→ Available data:
PR #1154, opened 2017-01-22
Fixes two crashes in red-alert missions, cleans up and refactors some of the docking code

z64555:
First fix is when a deleted carried ship (one that has the "red-alert-carry" flag) is docked with another ship in the red-alert mission at start. Before the fix, if a carried ship was deleted, any docked object to the ship would not be properly undocked and would cause an access violation to the NULL location.

Second fix is when a deleted carried ship is on the escort list. Before the fix, it wouldn't be removed from the escort list.

### DIFF
--- a/code/missionui/redalert.cpp
+++ b/code/missionui/redalert.cpp
@@ -781,20 +781,18 @@ void red_alert_store_wingman_status()
 void red_alert_delete_ship(int shipnum, int ship_state)
 {
 	ship* shipp = &Ships[shipnum];
+	int cleanup_mode;	// See ship.h for cleanup mode defines. SHIP_VANISHED etc.
 
-	int cleanup_mode = SHIP_REDALERT;	// See ship.h for cleanup mode defines
 	switch (ship_state) {
 	case RED_ALERT_DESTROYED_SHIP_CLASS:
-		cleanup_mode |= SHIP_DESTROYED;
+		cleanup_mode = SHIP_DESTROYED_REDALERT;
 		break;
 	case RED_ALERT_PLAYER_DEL_SHIP_CLASS:
-		cleanup_mode |= SHIP_DEPARTED;
+		cleanup_mode = SHIP_DEPARTED_REDALERT;
 		break;
 	default:
-#ifdef DEBUG
-		Warning(LOCATION, "Red-alert: Unknown delete state, assuming vanished.");
-#endif
-		cleanup_mode |= SHIP_VANISHED;
+		Assertion(false, "Red-alert: Unknown delete state '%i'\n", ship_state);
+		cleanup_mode = SHIP_VANISHED;
 		break;
 	}
 
--- a/code/missionui/redalert.cpp
+++ b/code/missionui/redalert.cpp
@@ -29,6 +29,8 @@
 #include "missionui/redalert.h"
 #include "mod_table/mod_table.h"
 #include "model/model.h"
+#include "object/deadobjectdock.h"
+#include "object/objectdock.h"
 #include "ship/ship.h"
 #include "sound/audiostr.h"
 #include "sound/fsspeech.h"
@@ -787,6 +789,10 @@ void red_alert_delete_ship(ship *shipp, int ship_state)
 			Error(LOCATION, "Red Alert: asked to delete ship (%s) with invalid ship state (%d)", shipp->ship_name, ship_state);
 		}
 	}
+
+	// If this ship is docked with anybody, undock them all before deleting
+	dock_undock_all(&Objects[shipp->objnum]);
+	dock_dead_undock_all(&Objects[shipp->objnum]);
 
 	ship_add_exited_ship( shipp, Ship::Exit_Flags::Player_deleted );
 	obj_delete(shipp->objnum);
--- a/code/missionui/redalert.cpp
+++ b/code/missionui/redalert.cpp
@@ -781,43 +781,25 @@ void red_alert_store_wingman_status()
 void red_alert_delete_ship(int shipnum, int ship_state)
 {
 	ship* shipp = &Ships[shipnum];
-	if ( (shipp->wing_status_wing_index >= 0) && (shipp->wing_status_wing_pos >= 0) ) {
-		if (ship_state == RED_ALERT_DESTROYED_SHIP_CLASS) {
-		hud_set_wingman_status_dead(shipp->wing_status_wing_index, shipp->wing_status_wing_pos);
-		} else if (ship_state == RED_ALERT_PLAYER_DEL_SHIP_CLASS) {
-			hud_set_wingman_status_none(shipp->wing_status_wing_index, shipp->wing_status_wing_pos);
-		} else {
-			Error(LOCATION, "Red Alert: asked to delete ship (%s) with invalid ship state (%d)", shipp->ship_name, ship_state);
-		}
-	}
 
-	// If this ship is docked with anybody, undock them all before deleting
-	dock_undock_all(&Objects[shipp->objnum]);
-	dock_dead_undock_all(&Objects[shipp->objnum]);
-
-	int cleanup_mode;	// See ship.h for cleanup mode defines (SHIP_VANISHED)
+	int cleanup_mode = SHIP_REDALERT;	// See ship.h for cleanup mode defines
 	switch (ship_state) {
 	case RED_ALERT_DESTROYED_SHIP_CLASS:
-		cleanup_mode = SHIP_DESTROYED;
+		cleanup_mode |= SHIP_DESTROYED;
 		break;
 	case RED_ALERT_PLAYER_DEL_SHIP_CLASS:
-		cleanup_mode = SHIP_DEPARTED;
+		cleanup_mode |= SHIP_DEPARTED;
 		break;
 	default:
-		cleanup_mode = SHIP_VANISHED;
+#ifdef DEBUG
+		Warning(LOCATION, "Red-alert: Unknown delete state, assuming vanished.");
+#endif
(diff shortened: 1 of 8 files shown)


z64555:
These two fixes stem from a test campaign from [Mantis 1185](http://scp.indiegames.us/mantis/view.php?id=1185).

code/missionui/redalert.cpp
```diff
@@ -788,11 +791,32 @@ void red_alert_delete_ship(ship *shipp, int ship_state)
...
+	int cleanup_mode;	// See ship.h for cleanup mode defines (SHIP_VANISHED)
+	switch (ship_state) {
+	case RED_ALERT_DESTROYED_SHIP_CLASS:
+		cleanup_mode = SHIP_DESTROYED;
+		break;
+	case RED_ALERT_PLAYER_DEL_SHIP_CLASS:
+		cleanup_mode = SHIP_DEPARTED;
+		break;
+	default:
+		cleanup_mode = SHIP_VANISHED;
```
asarium: The default case should also have a `break` at the end to make the style consistent.

code/object/object.h
```diff
@@ -304,9 +304,34 @@ void obj_client_post_interpolate();
...
+ *
+ * @returns Nonzero if docked, or
+ * @returns 0 if not docked
+ *
+ * @author Goober5000
+ */
 int object_is_docked(object *objp);
+
+/**
+* @brief Checks if the given object is dead-docked with anyone.
```
asarium: What does "dead-docked" mean? That should be explained in the documentation.

z64555:
I've got this labled as unfinished as I'm not sure if the red-alert delete process is the one to use. In my test with the mantis 1185 campaign it appears to work, but I am unsure if it will cause other issues.

There's also some optimizations I can do here, such as placing the undock-all methods within ship_cleanup

code/missionui/redalert.cpp
z64555: Done.

code/object/object.h
z64555: Added "@details" section on there. It's when the object is dead, and still has objects docked to it. Presumably this is to allow a dying parent object do deal damage only to its direct children instead of the entire dock chain (children of children).

Goober5000:
I'll take a look at this in the next day or two.  Solid work tracking down this problem. :+1:

code/missionui/redalert.cpp
```diff
@@ -788,11 +791,33 @@ void red_alert_delete_ship(ship *shipp, int ship_state)
...
+		break;
+	}
+
+	Objects[shipp->objnum].flags.set(Object::Object_Flags::Should_be_dead);
+	ship_cleanup(shipnum, cleanup_mode);
+	/*
+	ship_add_exited_ship( shipp, exit_flag );
```
asarium: `ship_cleanup` probably calls `ship_add_exited_ship` so this call isn't needed anymore?

Also, once you're done with your changes this code should be removed since commented code blocks are rarely helpful.

code/missionui/redalert.cpp
```diff
@@ -781,43 +781,25 @@ void red_alert_store_wingman_status()
...
+		cleanup_mode |= SHIP_DESTROYED;
 		break;
 	case RED_ALERT_PLAYER_DEL_SHIP_CLASS:
-		cleanup_mode = SHIP_DEPARTED;
+		cleanup_mode |= SHIP_DEPARTED;
 		break;
 	default:
-		cleanup_mode = SHIP_VANISHED;
+#ifdef DEBUG
+		Warning(LOCATION, "Red-alert: Unknown delete state, assuming vanished.");
```
asarium: Warnings are not shown in release so you don't need to wrap this in an `#ifdef`. Also, when could this warning be triggered? If it could only be triggered by a programming error then this should be an `Assertion`.

code/object/deadobjectdock.cpp
```diff
@@ -149,6 +144,16 @@ void dead_dock_remove_instance(object *objp, object *other_objp)
 		// delete it
 		vm_free(ptr);
 	}
+	else
+	{
+		// Raise an error if we're in a release build.
+		// Raise a warning if we're in a debug build, the user may be doing something silly
+#ifndef NDEBUG
+		Error(LOCATION, "Tried to undock an object that isn't docked!\n");
```
asarium: Same as above, this should either always be an error or it should always be a warning. If the warning should appear in release builds then you can use `ReleaseWarning`.

code/object/objectdock.cpp
```diff
@@ -771,6 +766,16 @@ void dock_remove_instance(object *objp, object *other_objp)
 		// delete it
 		vm_free(ptr);
 	}
+	else
+	{
+		// Raise an error if we're in a release build.
+		// Raise a warning if we're in a debug build, the user may be doing something silly
+#ifndef NDEBUG
+		Error(LOCATION, "Tried to undock an object that isn't docked!\n");
```
asarium: Same as above.

code/missionui/redalert.cpp
z64555: Most likely the default case (and the Warning) will only be triggered in a programming error, since this is executed only during red-alert missions. Will make the switch to `Assertion`, as you suggested

Goober5000:
@z64555 I really think the code would be a lot cleaner if you straight-up treated the `cleanup_mode` as an enum.  Look at all the special cases that have to be added when you check whether red-alert is present or not.  Red-alert, destroyed, and departed are really three distinct cases.

In conjunction with this, you can back out the code in `red_alert_delete_ship` that bitwise-ORs the previous mission's status to the red-alert flag.  Because of the previous paragraph, that information does not need to be passed to `ship_cleanup`.

z64555:
Attached is a 2-mission test campaign which tests wingman status as you are booting into a red-alert mission.

3.7.4 Behavior Marks a departed wingman as destroyed, and the destroyed wingman is marked as destroyed (as expected). I think this isn't intuitive, and should be marked the same in between.

Going the enum route seems to be cleaner than fussing around with bit flags, but there'd be two additional modes for red-alert cleanup: CLEAN_DESTROYED_RA and CLEAN_DEPARTED_RA. This would be needed because of the wingman statuses.

https://dl.dropboxusercontent.com/u/97612992/FreeSpace2%20Open/SCP/Test%20Missions/RAT.zip

z64555:
This is about as far as I want to dip into refactoring ship_cleanup(), as it's already outside the original scope of the PR. Pending feedback on the latest commit, I'd like to rebase/squash these down to something cleaner and get this merged in.

code/missionui/redalert.cpp
```diff
@@ -776,23 +778,25 @@ void red_alert_store_wingman_status()
...
+	switch (ship_state) {
+	case RED_ALERT_DESTROYED_SHIP_CLASS:
+		cleanup_mode = SHIP_DESTROYED_REDALERT;
+		break;
+	case RED_ALERT_PLAYER_DEL_SHIP_CLASS:
+		cleanup_mode = SHIP_DEPARTED_REDALERT;
+		break;
+	default:
+		Assertion(false, "Red-alert: Unknown delete state '%i'\n", ship_state);
+		break;
```
MageKing17: We still need to set `cleanup_mode` here, or it'll be uninitialized in a release build if this branch is ever taken.

z64555: Fixed that in amendment

code/missionui/redalert.cpp
```diff
@@ -781,20 +781,18 @@ void red_alert_store_wingman_status()
...
 	case RED_ALERT_PLAYER_DEL_SHIP_CLASS:
-		cleanup_mode |= SHIP_DEPARTED;
+		cleanup_mode = SHIP_DEPARTED_REDALERT;
 		break;
 	default:
-#ifdef DEBUG
-		Warning(LOCATION, "Red-alert: Unknown delete state, assuming vanished.");
-#endif
-		cleanup_mode |= SHIP_VANISHED;
+		Assertion(false, "Red-alert: Unknown delete state '%i', assuming vanished\n", ship_state);
```
MageKing17: "Assuming vanished" doesn't make sense in the `Assertion` message because execution is going to halt there.

z64555: It is very clear I don't know the distinction between our trap macros. :D

z64555:
Rebased and squashed, ready to be merged, pending approval.

code/missionui/redalert.cpp
```diff
@@ -776,23 +778,26 @@ void red_alert_store_wingman_status()
...
+		cleanup_mode = SHIP_DEPARTED_REDALERT;
+		break;
+	default:
+		Assertion(false, "Red-alert: Unknown delete state '%i'\n", ship_state);
+		cleanup_mode = SHIP_VANISHED;
+		break;
 	}
+
+	Objects[shipp->objnum].flags.set(Object::Object_Flags::Should_be_dead);
+	ship_cleanup(shipnum, cleanup_mode);
```
asarium: Does this properly clean up the object as well? The documentation of `ship_cleanup` says that object cleanup is handled elsewhere.

z64555: There's only one place in the codebase where obj_delete is called after ship_cleanup, and that's within the multiplayer code. I'll try to track down obj_delete's callers to see how it's used, and if it is needed in red_alert_delete_ship

z64555: `obj_delete_all_that_should_be_dead()` handles the object cleanup, and is called every frame from `obj_mova_all()`

asarium: Ok, thanks for the clarification.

→ Assigned task: Wherever the word "deadobjectdock" appears in the records above, copy that line.

→ Answer area:
+#include "object/deadobjectdock.h"
code/object/deadobjectdock.cpp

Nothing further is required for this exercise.